Arab states 'must invest in Central Asian farmland'

The National | 8 May 2012
Medium_na28mr-food_security
Photo: Ravindranath K / The National

by Caline Malek
           
ABU DHABI // Arab states should invest in Central Asian farmland to help to secure their future food supplies, a senior Arab League official said today.

Dr Mohammed Al Twaijri said Central Asia could be a better option than current investments in countries such as Sudan and Egypt, which may become unreliable because of political instability and complex trade laws.

"We should diversify our sources of food and turn towards Asian Islamic countries to invest in their farmland," said Dr Al Twaijri, the league's assistant secretary-general for economic affairs. He was speaking on the sidelines of the second Arab Food Industries Forum, which began today in Abu Dhabi.

"The problem [in some Arab countries] is political obstacles and the lack of appropriate laws," Dr Al Twaijri said.

"If you look at the official index of countries that attract investment, you'll find that agricultural Arab countries are at the bottom of that list.

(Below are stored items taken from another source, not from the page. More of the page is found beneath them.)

PR #98, opened 2018-03-13
Fixed remaining scalability problems with FSCK

edmc-ss:
Now, the "grab parallelism" step is performed *BEFORE* launching a
goroutine. Previously, the goroutine was used to grab it. This would
be an ok pattern if one is merely trying to limit the number of
such goroutines executing in parallel because too many would be
inefficient... but here, we are actually worried about the sheer
number of goroutines being too great such that just holding that
number of goroutine contexts in (virtual) memory a potential challenge.

Also:
  Added "End Time" in FSCK/SCRUB page table.
  Updated Layout Report (both JSON & HTML)
  Integrated Trigger pages into JS-enabled single page

Finally, pfs-crash now performs the SCRUB *BEFORE* the FSCK since
the SCRUB may have deleted Inodes that are now not found during the
subsequent FSCK.

### DIFF
--- a/fs/treewalk.go
+++ b/fs/treewalk.go
@@ -33,6 +33,8 @@ const (
 
 	scrubVolumeInodeParallelism = uint64(100)
 
+	invalidLinkCount = uint64(0xFFFFFFFFFFFFFFFF) // Indicates Inode to be removed
+
 	lostAndFoundDirName = ".Lost+Found"
 )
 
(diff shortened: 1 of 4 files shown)


gerardgine:
I don't know about the changes in the FSCK tool itself, but I love the new web pages. ;)

gerardgine (approved):

PR #118, opened 2018-04-30
Snapshot phase 2

edmc-ss:
The SnapShot Phase 2 branch has now achieved parity with what's on Development,
so it should be safe to merge in. At this point, checkpoints are still in V2 format. But
much of the plumbing is in place to move on to the next phase in which SnapShots will
actually be maintained (Phase 3). A final phase (Phase 4) will actually make them
visible via the /.snapshot/ directory path By Name (i.e. inside the /.snapshot/ directory,
each of the active SnapShots will be listed By Name as subdirectories of /.snapshot/...
with the contents of each of those subdirectories matching the corresponding contents
of / at the time each SnapShot was created).

### DIFF
--- a/fs/api.go
+++ b/fs/api.go
@@ -5,8 +5,6 @@ package fs
 import "C"
 
 import (
-	"time"
-
 	"github.com/swiftstack/ProxyFS/inode"
 	"github.com/swiftstack/ProxyFS/stats"
 	"github.com/swiftstack/ProxyFS/utils"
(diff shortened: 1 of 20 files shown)


edmc-ss:
Hmm... Intermittent go test inode failures persist... gonna fix that first before merging :-(

edmc-ss:
Ok... so I cannot reproduce this when doing clean builds... so that was probably the problem.|

Merging...

PR #125, opened 2018-05-23
Jrpc fixes

charmster:
i noticed a typo in the recent checkin that should be fixed or else we may not always pass the right connection to a Go routine.


charmster:
Need to do redo this with less fixes.

PR #133, opened 2018-06-02
Initial version of pfs-swift-load tool... only PUT case supported

edmc-ss:


edmc-ss:
I don't intend on merging this into development until the aforementioned remaining options are implemented... those shouldn't take too long fortunately now that the framework is in place and the PUT case is already complete (save for sending non-zero Content-Length of course).

PR #135, opened 2018-06-05
Update the version of Swift to test against

tipabu:


tipabu:
This has been obviated by an even newer version of Swift.

PR #136, opened 2018-06-05
pfs_middleware: log RPC durations

smerritt:
HTTP requests can be slow because Swift was slow or because proxyfsd
was slow. By adding some timing info (at DEBUG level), we should be
able to tell which thing is slow.

This is pretty straightforward, but I haven't got a working development environment to try it in. Unit tests pass, though.


tipabu (approved):
Yeah, seems sane. Roughly how many of these would you expect to see in a second, or a minute? Regardless, since it's at DEBUG, shouldn't matter *too* much...

edmc-ss:
For the typical ProxyFS RPCs, I'd say they are:
  1 RPC per HEAD (stat)
  2 RPCs per GET (stat & get-read-plan)
  2 RPCs per PUT (provision-object & put-complete)
Do I have this about right @smerritt ?

tipabu:
This has languished plenty long enough...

They need clear, simple and effective regulations."

Although the situation had improved in Jordan and Morocco, he said Arab food-importing countries should shift their attention to countries such as Kurdistan and Kazakhstan.

"We should buy land there to produce wheat and any kind of staple food to secure our food resources in the future," Dr Al Twaijri said.

The UAE imports almost 90 per cent of its food at a cost of about Dh11 billion a year, and the Ministry of Foreign Trade has warned that could rise by Dh30bn by 2020.

"Arab states are the weakest in terms of food security because they are all large importers of food," said Dr Hayssam Jaffan, the president of the Arab Federation for Food Industries.

"It is one of the most sensitive areas for food security due to its limited supply of water and land."

Basic food imports in Arab countries were estimated at Dh147bn last year.

And while the population is increasing by 2.2 per cent a year, food production is slowing down.

"Should the current production rates continue this way, we could reach Dh220bn in imports by 2020 and Dh330bn by 2030," said Dr Jaffan.